PR #1535, opened 2023-09-21
Add divider to Ungrouped systems

fhlavac:
[RHCLOUD-28241](https://issues.redhat.com/browse/RHCLOUD-28241)

image


src/smart-components/role/add-role/inventory-groups-role.js
```diff
@@ -157,13 +157,13 @@ const InventoryGroupsRole = (props) => {
...
       .includes(state[permissionID].filterValue.toLocaleLowerCase())
       ? [
-          {
-            name: 'null',
-            children: <FormattedMessage {...messages.ungroupedSystems} />,
-          },
+          <SelectOption key={`${permissionID}-${index + 1}`} value="null">
+            <FormattedMessage {...messages.ungroupedSystems} />
+          </SelectOption>,
+          <Divider component="li" key={5} />,
```
Hyperkid123, line 163: I am curious about these `key` choices. I think I understand why you made a change like this, just wondering if there are some better options to fill them. It just seems strange to see static values `5` and `+1`

fhlavac: just got distracted in the middle of rewriting the static value from the PF example, sorry :laughing:

Hyperkid123 (approved):

PR #1585, opened 2024-01-19
Enable Inventory groups editing

fhlavac:
[RHCLOUD-30558](https://issues.redhat.com/browse/RHCLOUD-30558)

Added a possibility to edit inventory groups in a similar way to cost-management resource definitions

image

image


src/smart-components/role/role-resource-definitions-table-helpers.js
```diff
@@ -1,5 +1,14 @@
...
-  data.reduce(
+import messages from '../../Messages';
+
+export const createRows = (data, isHosts, intl) => {
+  let finalData = data;
+  if (isHosts) {
+    finalData = data.filter((item) => item !== null);
+    if (finalData.length < data.length) {
+      finalData = [intl.formatMessage(messages.ungroupedSystems), ...finalData];
+    }
```
karelhala, line 9: This thing is used for checking if  `data` does not contain `null` value for ungroupped systems, right? I'd personally change it to something like
```
finalData = [...data.includes(null) ? [] : [intl.formatMessage(messages.ungroupedSystems)], ...finalData]
```

Even easier one could be
```
if (isHosts && !data.includes(null)) {
  finalData.unshift(intl.formatMessage(messages.ungroupedSystems))
}
```

src/smart-components/role/edit-resource-definitions-modal.js
```diff
@@ -2,32 +2,45 @@ import React, { useEffect, useReducer } from 'react';
...
-      ...acc,
-      ...value.map((r) => ({
-        value: r.value,
-        path: key,
-        label: r.value,
-      })),
-    ],
-    []
-  );
+const createOptions = (resources, isInventory, isHosts) =>
```
karelhala, line 21: We may want to adjust this later down the line as notifications will be added to this functionality.

karelhala (approved):
Looking good! Just two minor enhancements.

karelhala (approved):

PR #1615, opened 2024-04-11
RHCLOUD-31826: quick fix for sentry errors when switching between roles and groups

florkbr:
### Description

We have an issue where setting filters in the groups UI then switching to the roles UI is causing sentry errors. See attached RHCLOUD ticket and slack discussion here: https://redhat-internal.slack.com/archives/C05M0SNTLM8/p1712174912636909. This is causing several issues in our test suites. The issue is not reproducible every time in my observations, but if you set the filter and click back and forth enough it will eventually error.

I suspect this may have been introduced in https://github.com/RedHatInsights/insights-rbac-ui/pull/1601. After that change, while we load the roles UI - we make a request to load the adminGroup here: https://github.com/RedHatInsights/insights-rbac-ui/blob/master/src/smart-components/role/roles.js#L96. The adminGroup is then passed into our `createRows` helpers here: https://github.com/RedHatInsights/insights-rbac-ui/blob/master/src/smart-components/role/roles.js#L182 (which is throwing errors).

AFAIK there is no guarantee the adminGroup request will have loaded by the time the UI finishes loading and calls the `createRows` helper (hence adminGroup will be undefined until the request finishes and it makes its way into redux).

For now I've simply added an optional chaining check to the line that was throwing the sentry error. I think long term we need a few changes:
1. Do we really need to make the same admin group request every time we load the page? Or can it be cached?
2. If the admin group must be loaded before we do any table evaluation, we need to move the call to request it sooner in the page loading and stop the UI from rendering any further
3. Do we really need to use redux for this?
4. We _really_ should convert this to typescript - which likely would have alerted us to the fact that adminGroup can either be `undefined | Object`

https://issues.redhat.com/browse/RHCLOUD-31826

---

#### Before:
Screenshot 2024-04-11 at 6 11 13 PM

#### After:
Screenshot 2024-04-11 at 6 10 39 PM

---

### Checklist ☑️

##
##

### DIFF
--- a/src/smart-components/role/role-table-helpers.js
+++ b/src/smart-components/role/role-table-helpers.js
@@ -51,7 +51,7 @@ export const createRows = (data, selectedRows, intl, expanded, adminGroup) =>
                       group.description,
                       {
                         title:
-                          adminGroup.uuid === group.uuid ? null : (
+                          adminGroup?.uuid === group.uuid ? null : (
                             <AppLink
                               to={pathnames['roles-add-group-roles'].link.replace(':roleId', uuid).replace(':groupId', group.uuid)}
                               state={{ name: group.name }}


florkbr:
FWIW this change doesn't seem to break the functionality added in 1601: 
image

fhlavac (approved):
Thank you @florkbr for taking a look, regarding our points:

1-3) that definitely has to be changed. I should have realized that in that PR. In this case, it seems to me that it would be best to download and cache the Default admin access group once, because we only need its ID, which should not changed (I probably switched it in my thoughts with the Default access group, where the ID can be changed through customizations/reset).

4)I fully agree, we are already adding new files in TS and trying to move to TS when doing a larger refactoring somewhere. We should focus on this more during the tech debt sprint, or maybe a hackathon. There is a lot of work to be done

florkbr:
@fhlavac sounds good! I'll open a ticket and link it here for 1-3 and 4 separately.

florkbr:
Ticket for 1-3: https://issues.redhat.com/browse/RHCLOUD-32057

I'll take a look in the backlog if I can find one for 4. Otherwise I'll create one.

PR #1626, opened 2024-05-15
Update bundles.js

rabbott01:
I have added the following services to the to the list so their roles will appear in the MyUserAccess page.

- malware-detection
- ROS

I also removed the App and Data Services section as they no longer have products with permissions associated with RBAC.  

Page: https://console.redhat.com/iam/my-user-access?bundle=rhel
Associated Jira: [RHCLOUD-32064](https://issues.redhat.com/browse/RHCLOUD-32064)


fhlavac:
@rabbott01 useBundleApps.test.js needs to be updated as well for the CI to pass

PR #1635, opened 2024-07-17
Pull in rhecosystem changes (need FEO support)

florkbr:
### Description

description text...

[RHCLOUDXXXX](https://issues.redhat.com/browse/RHCLOUDXXXX)

---

#### After:

---

### Checklist ☑️
- [ ] PR only fixes one issue or story 
- [ ] Change reviewed for extraneous code 
- [ ] UI best practices adhered to 
- [ ] Commits squashed and meaningfully named 
- [ ] All PR checks pass locally (build, lint, test, E2E)

##
- [ ] _(Optional) QE: Needs QE attention (OUIA changed, perceived impact to tests, no test coverage)_
- [ ] _(Optional) QE: Has been mentioned_
- [ ] _(Optional) UX: Needs UX attention (end user UX modified, missing designs)_
- [ ] _(Optional) UX: Has been mentioned_
##

PR #1643, opened 2024-08-08
Add back token logic to invite users endpoints

florkbr:
### Description

We recently migrated the changes from RHEcosystem rbac-ui into this repo. With those changes I made some tweaks per code review comments. One of those tweaks was to remove the token logic (as we suspected chrome would auto apply the header for us): https://github.com/RedHatInsights/insights-rbac-ui/commit/d354f567c8caaed97c755935c069f79380f0aaa4#diff-195bc33b49d5867b3f0b7e71303727bad811474107d1ec281a1d14f8d855465dL36

However, as the target endpoints are on a different domain and not in our whitelist here: https://github.com/RedHatInsights/insights-chrome/blob/master/src/utils/iqeEnablement.ts#L17 - the auth header is not correctly applied.

For now I've added the logic we had back (although we should not be pulling the token from the global). I will open a tech debt issue to track improving this impl. Because these URLs are sensitive I have opted not to update our whitelist.

---

### Screenshots

NA

---

### Checklist ☑️

##
##


src/helpers/user/user-helper.js
```diff
@@ -55,9 +56,10 @@ function handleError(error, reject) {
 }
 
 export async function addUsers(usersData = { emails: [], isAdmin: undefined }) {
+  const token = await insights.chrome.auth.getToken();
```
florkbr, line 59: FWIW we should not be using the `insights` global. This was originally how the logic was migrated over from RHEcosystem in https://github.com/RedHatInsights/insights-rbac-ui/pull/1635. We can update the reducers/actions to accept a token from the useAuth hook in the future.

InsaneZein (approved):

catastrophe-brandon (approved):

florkbr:
Pipeline passing now due to https://github.com/RedHatInsights/insights-rbac-ui/pull/1652. Tested locally and everything is working as expected. I'm going to merge this to unblock inboundary and will keep an eye out for any issues.

PR #170, opened 2023-09-28
Adapt tests for IPv6 hosts

benjamreis:
- add brackets around IP in URI when necessary
- ignore tests not suporting IPv6

### DIFF
--- a/conftest.py
+++ b/conftest.py
@@ -8,6 +8,7 @@ import lib.config as global_config
 
 from lib.common import wait_for, vm_image, is_uuid
 from lib.common import setup_formatted_and_mounted_disk, teardown_formatted_and_mounted_disk
+from lib.netutil import is_ipv6
 from lib.pool import Pool
 from lib.vm import VM
 from lib.xo import xo_cli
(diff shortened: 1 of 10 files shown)


conftest.py
```diff
@@ -176,6 +177,17 @@ def xfail_on_xcpng_8_3(host, request):
     if host.xcp_version >= version.parse("8.3"):
         request.node.add_marker(pytest.mark.xfail)
 
+@pytest.fixture(scope='session')
+def host_no_ipv6(host):
+    if is_ipv6(host.hostname_or_ip):
+        pytest.skip(f"This test requires an IPv4 XCP-ng")
+
+@pytest.fixture(scope='function')
+def xfail_on_xcpng_ipv6(host, request):
```
stormi, line 186: We don't need this fixture anymore, right?

tests/storage/moosefs/test_moosefs_sr.py
```diff
@@ -31,6 +31,7 @@ def test_create_moosefs_sr_without_mfsmount(self, host, moosefs_device_config):
             sr.destroy()
             assert False, "MooseFS SR creation should failed!"
 
+    @pytest.mark.usefixtures("host_no_ipv6")
```
stormi, line 34: Everytime we use this fixture, I think there should be a comment explaining why the test has to be skipped in IPv6 mode.

conftest.py
benjamreis: Right, I thought about remove and then thought it might be handy in the future.
I can remove it if you'd like.

stormi:
LGTM :+1:

stormi (approved):

PR #172, opened 2023-09-28
Wait for 10 minutes before the 5th sr-destroy attempt

stormi:
We already have code which retries a failed sr-destroy, when the cause is remaining hidden VDIs which haven't been garbage-collected yet, and it's enough in most cases, but not always.

Sometimes, the force-gc that is triggered by SM before the delete operation is not enough. VDIs that look like they should be removed remain, and are removed only a bit later, when the normal garbage collector runs.

This may be related to the fact that the forced GC operation doesn't coalesce VDIs, or to a special case where a recently coalesced VDI is temporarily protected against deletion.

We add a 10 minutes wait before the 5th sr-destroy attempt, to give the normal garbage collector enough time to run (it should run 5 minutes after the last operation that creates a need for the GC to run).

### DIFF
--- a/lib/sr.py
+++ b/lib/sr.py
@@ -1,4 +1,5 @@
 import logging
+import time
 
 import lib.commands as commands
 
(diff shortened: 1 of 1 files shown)


stormi:
The conditions for entering the new code path are not that easy to reproduce, so let's be extra careful in the review.

benjamreis (approved):

gthvn1 (approved):

PR #176, opened 2023-10-25
Adapt UEFI tests to latest 8.3

stormi:


stormi:
@benjamreis @ydirson Everything but the last commit is ready for review.

Context: we had already adapted somehow the tests to XCP-ng 8.3 (with a few tests known to fail and marked as `xfail` for us to solve later / pending the then upcoming XAPI changes) and to the use of varstored instead of uefistored, but this was before things changed again (for the better) in XAPI and varstored.

I can provide more details if you want to better understand/check each test.

stormi:
I strongly suggest to review commit per commit. I've tried not to mix changing code with moving code or renaming files in the same commit, to make it easier to review.

tests/uefi_sb/test_uefistored_sb.py
```diff
@@ -210,71 +209,5 @@ def setup_and_cleanup(self, uefi_vm_and_snapshot):
...
-            ok = True
-            try:
-                vm.set_efi_var(auth.name, auth.guid,
-                               EFI_AT_ATTRS_BYTES, auth.auth_data)
-            except SSHCommandFailed:
-                ok = False
-
-            if (should_succeed and not ok) or (ok and not should_succeed):
-                raise AssertionError('Failed to set {} {}'.format(i, auth.name))
+        from .utils import _test_key_exchanges
```
ydirson, line 219: It is generally considered bad practice to import anywhere else than at top of file

lib/pool.py
```diff
@@ -97,6 +99,7 @@ def first_shared_sr(self):
         return None
 
     def save_uefi_certs(self):
+        assert self.master.xcp_version < version.parse("8.3"), "function only relevant on XCP-ng 8.2"
```
ydirson, line 102: Messages showing the reasons would be more useful.  Maybe "8.3+ only saves custom certificates, not all of them" here?

lib/pool.py
```diff
@@ -156,12 +160,18 @@ def restore_uefi_certs(self):
...
 
     def clear_uefi_certs(self):
+        assert self.master.xcp_version < version.parse("8.3"), "function only relevant on XCP-ng 8.2"
         logging.info('Clearing pool UEFI certificates in XAPI and on hosts disks')
         self.master.ssh(['secureboot-certs', 'clear'])
         # remove files on each host
         for host in self.hosts:
             host.ssh(['rm', '-f', f'{host.varstore_dir()}/*'])
 
+    def clear_custom_uefi_certs(self):
```
ydirson, line 170: Adding docstrings to those funcs could help understand the difference with `clear_uefi_certs`

tests/uefi_sb/test_cert_inheritance.py
```diff
@@ -265,7 +265,7 @@ def keys_auths_for_joined_host(self, host, hostB1):
         from packaging import version
         version_str = "8.3"
         if not hostB1.xcp_version >= version.parse(version_str):
-            pytest.skip(f"This test requires a second XCP-ng pool with version >= {version_str}")
+            pytest.fail(f"This test requires a second XCP-ng pool with version >= {version_str}")
```
ydirson: `pytest.fail` says a correct test detected an error in the product. To show it as an error in the test it should raise an exception instead.

lib/efi.py
```diff
@@ -442,6 +443,8 @@ def esl_from_auth_bytes(auth: bytes) -> bytes:
     """
     return auth[auth.index(EFI_CERT_X509_GUID):]
 
+def get_md5sum_from_auth(auth):
+    return hashlib.md5(esl_from_auth_file(auth)).hexdigest()
```
ydirson, line 447: This (and a few more funcs) are reported as moved code by `git show --color-moved --color-moved-ws=allow-indentation-change`, it could be more clear to separate code reorg from new tests

ydirson (commented):
other comment not possible to put in proper place otherwise: colons at end of commit summary make it look bad in e.g. `git log --oneline` and `gitk`

jobs.py
```diff
@@ -128,7 +128,7 @@
         "params": {
             "--vm": "single/small_vm_efitools",
         },
-        "paths": ["tests/uefi_sb/test_auth_var.py", "tests/uefi_sb/test_secure_boot.py"],
+        "paths": ["tests/uefi_sb/test_auth_var.py", "tests/uefi_sb/test_uefistored_sb.py"],
```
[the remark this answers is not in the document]
benjamreis: Agreed, uefistored == 8.2 and varstored == 8.3+ is not obvious at all.

stormi:
> other comment not possible to put in proper place otherwise: colons at end of commit summary make it look bad in e.g. `git log --oneline` and `gitk`

Indeed. This was not intentional.

stormi:
@ydirson @benjamreis all comments resolved.

tests/uefi_sb/conftest.py
```diff
@@ -1,8 +1,11 @@
 import logging
 import pytest
 
-@pytest.fixture(scope='module')
+from packaging import version
+
+@pytest.fixture(scope='module') # FIXME: why not package scope?
 def pool_without_uefi_certs(host):
+    assert host.xcp_version < version.parse("8.3"), "fixture only relevant on XCP-ng 8.2"
```
benjamreis, line 8: Why not use `host_less_than_8_3`?

stormi: I haven't though of it, to be honest :)

However, there's a difference:
- `host_less_than_8_3` is designed so that we are not punished if we call a set of tests containing some that are not usable: the incompatible tests are just skipped.
- here I want that any developer who tries to use this fixture in a test that is going to run on XCP-ng 8.3+ gets an immediate error.

ydirson (approved):
1.

> Drop TestPoolToDiskCertInheritanceAtXapiStart. There is no such propagation anymore.

So we don't need this test in 8.2 any more either?

2. "move functions out of test_cert_inheritance.py" is still more involved to follow than it could be, but LGTM nevertheless, barring comparisons that constant scrolling back and forth made tedious (would make it easier: separate commits for func renames, scope changes getting rid of `self`, plus a preliminary "move code" so the latter does not move lines)

stormi:
> > Drop TestPoolToDiskCertInheritanceAtXapiStart. There is no such propagation anymore.
> 
> So we don't need this test in 8.2 any more either?

We have never needed this test in 8.2, actually. It was made to test XCP-ng 8.3, before the behaviour there changed again. I'll update the commit message.

lib/pool.py
```diff
@@ -97,6 +99,24 @@ def first_shared_sr(self):
         return None
 
     def save_uefi_certs(self):
+        """
+        Save UEFI certificates in order to restore them later. XCP-ng 8.2 only.
+
+        This method was developed for XCP-ng 8.2, because many secureboot tests were dependent
+        on the initial state of the pool certificates, due to how certificates propagate.
+        Also, there were no certificates installed by default (except PK) on XCP-ng 8.2, and
+        we tried to be gentle and restore the initial state after the tests.
```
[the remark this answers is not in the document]
stormi: Done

------------

### WHAT YOU HAVE TO DO
The answer must be a single number: how many lines above contain the word "initial".

### SOLUTION TO THIS TASK
2